PR #2853, opened 2024-03-23
sys-utils: hwclock-rtc: fix pointer usage

karthi012:
passing double pointer doesn't fill param value


marcows:
@karelzak I was just hit by the bug fixed in this PR. I used v2.39.3 and noticed it still isn't fixed in v2.39.4 which was released several days after this bugfix entered the repository.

[Instructions for the task]: Generate an exact reproduction of all entries.

[Answer section]:
PR #2853, opened 2024-03-23
sys-utils: hwclock-rtc: fix pointer usage

karthi012:
passing double pointer doesn't fill param value


marcows:
@karelzak I was just hit by the bug fixed in this PR. I used v2.39.3 and noticed it still isn't fixed in v2.39.4 which was released several days after this bugfix entered the repository.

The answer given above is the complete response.